Additional municipal commissioner Ashwini Bhide calls for converting land-based policy to need-based
Geetanjali Minhas | February 3, 2021 | Mumbai
Mumbai needs to convert its need-based policy to land-based policy and plan properly to handle crisis situations in future, believes Ashwini Bhide, additional municipal commissioner, Municipal Corporation of Greater Mumbai (MCGM), who was part of Maharashtra chief minister Uddhav Thackeray’s task-force on Covid-19 response.
“Mumbai needs to address basic issues of sanitation, access, and proper planning within these settlements and ensure that its transportation systems work efficiently,” she said.
Bhide was speaking at a panel discussion, ‘Towards Resilient Cities: Lessons from the Pandemic, as part of Colaba Conversation 2021’, held by Observer Research Foundation in partnership with the Government of Maharashtra on February 2-3.
She said that with Mumbai’s 60%-65% population living in slums, due to population density and exposure level of the virus there was natural containment of virus spread in these areas. “This may not be the case in future and basic issues of sanitation, access, and proper planning within these settlements will have to be dealt with for future emergencies.”
The bureaucrat tasked with the responsibility of managing transport and traffic arrangements in Mumbai metropolitan region (MMR) and coordinating with agencies said that with the suburban railway system still not running to its full capacity the situation has shown that it important for the city to have protocols for an efficiently working transport system even during crisis situations in the future.
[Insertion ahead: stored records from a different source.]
PR #684, opened 2020-09-26
feat(engine): Script for enabling versioning of S3 buckets

intsco:
@LachlanStuart do you think it's the right place for this script?


LachlanStuart (approved):
@intsco Yeah, I think this directory is fine. We don't really have enough codebase-independent maintenance scripts to warrant making a separate place for them.

PR #685, opened 2020-09-29
IndexError in all_annotations_images when all images are None

aeisenbarth:
I got an error for a specific dataset. The python client returns ions including "C20H28O2+K", but no ion images for that ion, causing an index error on the `non_empty_images` list. 

The following code reproduces it (fill in login details, set a breakpoint in sm_annotation_utils.py:1054):

```python
from metaspace.sm_annotation_utils import SMInstance
sm = SMInstance()
sm.login(email="XXX", api_key="YYY")
dataset = sm.dataset(id="2020-09-22_14h53m35s")
dataset.all_annotation_images(fdr=0.5, database=("HMDB-endogenous", "v4"), only_first_isotope=True)
```

Traceback:
```
  File "…/metaspace/sm_annotation_utils.py", line 1103, in get_annotation_images
    return self.isotope_images(
  File "…/metaspace/sm_annotation_utils.py", line 1054, in isotope_images
    shape = non_empty_images[0].shape
IndexError: list index out of range
```

It seems the case that the `images` list contains None is a valid situation (then no underlying bug?), but the case that None is returned for all is not considered. 

A fix could be to skip the code if the filtered `non_empty_images` list is empty. However I'm not sure about the intended return value. Originally with `scale_intensity = True`, None would be replaced by zeroed arrays (for which shape must be known), but for `scale_intensity = False` the return value would still contain None.

### DIFF
--- a/metaspace/python-client/metaspace/__init__.py
+++ b/metaspace/python-client/metaspace/__init__.py
@@ -1,4 +1,4 @@
-__version__ = '1.8.1'
+__version__ = '1.8.2'
 
 from metaspace.sm_annotation_utils import (
     SMInstance,
--- a/metaspace/python-client/metaspace/sm_annotation_utils.py
+++ b/metaspace/python-client/metaspace/sm_annotation_utils.py
@@ -1051,14 +1051,15 @@ class SMDataset(object):
 
         if scale_intensity:
             non_empty_images = [i for i in images if i is not None]
-            shape = non_empty_images[0].shape
-            for i in range(len(images)):
-                if images[i] is None:
-                    images[i] = np.zeros(shape, dtype=non_empty_images[0].dtype)
-                else:
-                    lo = float(image_metadata[i]['minIntensity'])
-                    hi = float(image_metadata[i]['maxIntensity'])
-                    images[i] = lo + images[i] * (hi - lo)
+            if non_empty_images:
+                shape = non_empty_images[0].shape
+                for i in range(len(images)):
+                    if images[i] is None:
+                        images[i] = np.zeros(shape, dtype=non_empty_images[0].dtype)
+                    else:
+                        lo = float(image_metadata[i]['minIntensity'])
+                        hi = float(image_metadata[i]['maxIntensity'])
+                        images[i] = lo + images[i] * (hi - lo)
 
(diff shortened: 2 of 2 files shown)


LachlanStuart:
> It seems the case that the images list contains None is a valid situation (then no underlying bug?)

It is a valid situation, though only the recent custom database changes made this edge case possible. Previously the first isotopic image would always be non-None (so there would always be at least one non-None image, even when `only_first_isotope` is set), but now with `targeted` databases, it's allowed for the first image to be None. 

HMDB-endogenous is not a `targeted` database, so I'm not sure why it generated this annotation. This exception still needs to be fixed to support targeted databases.

> However I'm not sure about the intended return value. 

It's a bit of a mess. I would prefer it if None was always returned when there was no image, but backwards compatibility is always a concern. Does SpaceM rely on images being non-None, or can it handle both None and zeroed images?

LachlanStuart (approved):
~@aeisenbarth Do you rely on the ~
No 2nd comment intended here - I didn't realize GitHub had saved a draft comment when I clicked Approve

LachlanStuart:
@aeisenbarth Can you please also update the version number in `metaspace/python-client/metaspace/__init__.py`?

aeisenbarth:
> Does SpaceM rely on images being non-None, or can it handle both None and zeroed images?

No, it does not matter for SpaceM.

intsco:
>@aeisenbarth Can you please also update the version number in metaspace/python-client/metaspace/__init__.py?

@LachlanStuart If we want a Python package to be published after this PR is merged, we need to merge it into the release branch. Only then the GH actions workflow that performs publishing will be triggered.

LachlanStuart:
@intsco That's a bit of an issue, as most python-client releases occur out-of-sync with production deployments.

GitHub actions now [supports manual triggers for actions](https://github.blog/changelog/2020-07-06-github-actions-manual-triggers-with-workflow_dispatch/). Are you happy for me to add that as a trigger, so that I can release python-client from master?

intsco:
@LachlanStuart Sure that would be useful, we can also release python-client from master automatically.

LachlanStuart:
@aeisenbarth This change has now been published to PyPI

PR #689, opened 2020-10-11
Fix "inconsistent annotations" error

### LINKED ISSUE #653: Bug: Inconsistent isobars/isobaricWith query results
These bug reports have been popping up a lot more often than expected - sentry reports 960 occurrences across >20 users. These errors aren't visible to the user - the inconsistent data is just hidden from them.

E.g.
```
Inconsistent annotations between Annotation.isobars and isobaricWith query results. Annotation 2020-07-19_11h28m19s_25087699 C45H76NO7P+Na+: C42H80NO8PK != C45H76NO7PNa,C42H80NO8PK,C42H79O10PNa
```

Occurs on this page: https://metaspace2020.eu/annotations?db_id=26&ds=2020-07-19_11h28m19s&fdr=0.5&q=25087699&sections=5 (dataset only visible to EMBL users)

Every time I've checked on these reports, it has happened with non-HMDB-v4 annotations. The diagnostics isobar selection list usually shows duplicate entries. I suspect the cause is that one of `Annotation.isobars` or `isobaricWith` is handled in a DB-specific way, and the other is handled with no DB filter.

LachlanStuart:
Fixes #653

Context: Two annotations are isobaric if they have overlapping m/z ranges for one or more of their ion images. This is a reflexive relationship - if A is isobaric with B, B is isobaric with A. The `Diagnostics` component relies on this reflexivity - some data comes from the list of isobars in the original annotation, and other data comes from a "all annotations that list (original annotation) as an isobar" query. Because it needs data from both queries for each isobar, it reports an error when the two lists don't match up.

The isobars query was missing a parameter for the database ID. This parameter is important because isobars are always calculated within the set of annotations for a single database. When annotation A was isobaric with annotation B from a different database, A wouldn't list B as an isobar, but the isobars query would find B anyway because it had no database filter. This lead to the error report that the isobars were inconsistent. Based on Sentry, this has happened >1200 times.

Additionally, Sentry has had trouble consolidating these errors because they use a different error message every time. This has gotten really spammy lately, because it keeps reporting them as new errors. I added a new `extraData` parameter to `reportError` so that the message would stay the same, but the data would still be sent. When `extraData` is supplied, the data appears near the bottom of the page on Sentry:

image

### DIFF
--- a/metaspace/webapp/src/api/annotation.ts
+++ b/metaspace/webapp/src/api/annotation.ts
@@ -188,10 +188,10 @@ export const relatedMoleculesQuery =
   }`
 
 export const isobarsQuery =
-  gql`query IsobarsQuery($datasetId: String!, $ionFormula: String!, $databaseId: String!) {
+  gql`query IsobarsQuery($datasetId: String!, $filter: AnnotationFilter!) {
     allAnnotations(
       datasetFilter: { ids: $datasetId },
-      filter: { isobaricWith: $ionFormula, databaseId: $databaseId },
+      filter: $filter,
       orderBy: ORDER_BY_FDR_MSM,
       sortingOrder: ASCENDING
     ) {
--- a/metaspace/webapp/src/api/annotation.ts
+++ b/metaspace/webapp/src/api/annotation.ts
@@ -36,6 +36,9 @@ gql`query GetAnnotations($orderBy: AnnotationOrderBy, $sortingOrder: SortingOrde
           metadataJson
           isPublic
         }
+        databaseDetails {
+          id
+        }
         isotopeImages {
           mz
           url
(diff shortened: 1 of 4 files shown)


LachlanStuart:
Sorry for the rebase after opening the PR. I found why CodeCov sometimes reports ridiculous results in PRs, at least. It seems that it only compares coverage against `master` if the latest commit from `master` is in the branch, otherwise it does a commit-by-commit diff and complains when e.g. the latest commit adds 3 lines but only 1 is covered by a test. It's a little bit frustrating, but good to finally have an explanation for why it seems to fail so often when you have a few small bugfix commits at the end of a PR.

richardgoater (approved):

She said accessibility of several other ancillary amenities during such crisis situations which are even otherwise stressed and their equitable distributions with proper protocols, risk assessment, management, and standardization will have to be done properly.
“Mumbai will have to reinvent and re-assist itself against those pyramids,” Bhide said.
Speaking on how Mumbai handled the pandemic, she said due to its geography the city is used to dealing with crisis situations. Being the business centre it is financially autonomous in a certain way and does not depend on state or central government for its finances. It leveraged its own resources. With business tycoons, tech companies, voluntary organisations and enthusiastic citizen groups its entire community got involved in pandemic management and gathered huge resources especially in the beginning of lockdown when the situation was very constrained.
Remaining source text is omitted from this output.